_What the task requires_
Starting from the line that contains "Or another branch, maybe?", output every remaining line of the records below exactly as it appears, that line and the last one included.

Saved entries

....

PR #604, opened 2019-06-20
Fix NoSuchMethodError: ParserRegistry.parse

diegolovison:


alanfx:
@diegolovison I'm guessing this is the new way, so I'll merge! Thanks

PR #157, opened 2024-08-28
fuzz: add minified corpus after 1,000,000,000 runs

Kijewski:


Kijewski:
Or another branch, maybe? Yeah, gitg is not happy to display 4,000 changes files. :)

In <https://github.com/Kijewski/tzdb> I use a different branch of the same project as submodule and it works well. But I guess it can be confusing?

GuillaumeGomez:
A bit yes. Let's keep things as simple as possible. ;)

....

_Output below_
Or another branch, maybe? Yeah, gitg is not happy to display 4,000 changes files. :)

In <https://github.com/Kijewski/tzdb> I use a different branch of the same project as submodule and it works well. But I guess it can be confusing?

GuillaumeGomez:
A bit yes. Let's keep things as simple as possible. ;)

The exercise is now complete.